I'll let Larry Kimble know you are interested in the job.

Ass in the grass regards

Bubba


----------



## Karen Klotthor (Jul 21, 2011)

When did the MN start having 6 series. When we went in 2005 it was 5 . Last year I heard it was 5. Why do 6 when all the years before have been 5.


----------



## Wayne Nutt (Jan 10, 2010)

Anyone know about Flight C, dog 148, Sureshot's Little Latin Lover? Cha Cha is Rowdy's mom.


----------



## Thomas D (Jan 27, 2003)

Right or wrong, I think updating the callbacks on their website is the last thing on their mind. Too many dogs, too little help.


----------



## John Kelder (Mar 10, 2006)

Thomas D said:


> Right or wrong, I think updating the callbacks on their website is the last thing on their mind. Too many dogs, too little help.




Right you are Tom....


----------



## Splash_em (Apr 23, 2009)

Wayne Nutt said:


> Anyone know about Flight C, dog 148, Sureshot's Little Latin Lover? Cha Cha is Rowdy's mom.


Cha should be the 2nd dog off Lyle's truck in the morning for their 5th series.


----------



## kona's mom (Dec 30, 2008)

Flight B has about 40 to run still in 4th series in morning. Flights A and C have already started 5th. D starts first thing in morning


----------



## Eric Johnson (Dec 23, 2004)

Thomas D said:


> Right or wrong, I think updating the callbacks on their website is the last thing on their mind. Too many dogs, too little help.


I wonder why they didn't have a couple of teams of "standby judges" ready if the numbers warranted, as they did. With 6 flights, there would have been 120 dogs per flight instead of 180. The Black Warrior club routinely has 6 Master flights for a week-end test. Heck, they've had week-ends with 7 flights. There's a lot of land that's not being used and the Dept of Correction has an almost unlimited supply of bird boys.<g> IOW, all the MN club would have had to do is to have the judges ready in the event they were needed.


----------



## Scott R. (Mar 13, 2012)

ClarkAnsel said:


> I'll give them the benefit of the doubt. I think they're having difficulty accessing the internet at the test site. Twitter is a tool they need to look into using more for this event.

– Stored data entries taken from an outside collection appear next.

PR #127, opened 2019-08-23
resolve index-based references before parsing

derhuerst:
This PR makes the parsing logic in `parse/*.js` simpler and more readable by resolving index-based references in `parse/common.js` already.

Consider the resolving with this simplified HAFAS response:

```js
{
	common: {
		locL: [
			{
				type: 'S',
				name: 'S+U Jannowitzbrücke (Berlin)',
				icoX: 2, // `common.icoL[2]` inserted as `icon` here
				extId: '900100004',
				crd: {x: 13418027, y: 52515503}
			}
		],
		prodL: [
			{
				name: 'U8',
				icoX: 0, // `common.icoL[0]` inserted as `icon` here
				cls: 2,
				oprX: 0 // `common.opL[0]` inserted as `operator` here
			}
		],
		opL: [
			{
				name: 'Berliner Verkehrsbetriebe',
				icoX: 1 // `common.icoL[1]` inserted as `icon` here
			}
		],
		icoL: [
			{
				res: 'prod_sub_t'
			},
			{
				res: 'BVG',
				txt: 'Berliner Verkehrsbetriebe'
			},
			{
				res: 'prod_comm_t'
			}
		]
	},
	jnyL: [
		{
			jid: '1|31015|8|86|19082019',
			date: '20190819',
			prodX: 0, // `common.prodL[0]` inserted as `line` here
			dirTxt: 'S+U Hermannstr. (Berlin)',
			stbStop: {
				locX: 0, // `common.locL[0]` inserted as `location` here
				dTimeS: '203000',
			}
		}
	]
}
```


lib/resolve-idx-refs.js
```diff
@@ -0,0 +1,26 @@
+'use strict'
+
+const scanner = require('object-scan')
+const toPath = require('lodash/toPath')
+const get = require('lodash/get')
+
+const findIdxRefs = (tree, selector, onRef) => {
```
juliuste: This is pretty hard to understand (same for the method below), can you add a comment that explains roughly what the different parameters mean?

lib/resolve-idx-refs.js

They have a Twitter account and if I remember correctly they tweeted about the difficulties they were having uploading the callbacks with an apology and request for patience included. I think the post was on their Facebook site as well. Seems there is something that could be done though.


----------



## Firefighter1 (Aug 15, 2010)

They have had no problems showing us pictures of people in lawn chairs. There is no excuse for not updating the Call backs. If they can't access the original call back file, they can create a new one. There are no excuses for this type of coverage.


----------



## Thomas D (Jan 27, 2003)

There is a possibility you could be mixing the sites. RetrieverNews is taking most of the pictures and providing descriptions of the tests etc. Master National is in charge of callbacks. The link on RN for callbacks is connected to MN site callbacks. Thanks RetrieverNews for the excellent coverage.

I'm somewhat frustrated too, but like I said before, too many dogs, too few volunteers. I could be wrong but I don't think MN understands the interest in this event outside the event itself.

Just my observations from being there and now being home watching.


----------



## Joby (Apr 17, 2010)

*SOLUTION!!!!!*

1. Call one of your Friends that is at the Master National.
2. When the Gal comes out to do callbacks, she will be reading from a sheet of paper.
3. Have your friend take that handy dandy cell phone out of their pocket and snap a pic of that piece of paper.
4. Ask them to email you the picture 
5. You spend the next 10 minutes of your time creating a post of the Callbacks for that flight and post it on RTF.
6. Then, Quit whining.... Your dog is probably out anyway so it doesn't really matter (just kidding!!)


----------



## PalouseDogs (Mar 28, 2012)

I have to agree with Joby. The people updating the online site don't need to be at the test. All they need is a picture of the call back sheet and a system to allow them to update the website. 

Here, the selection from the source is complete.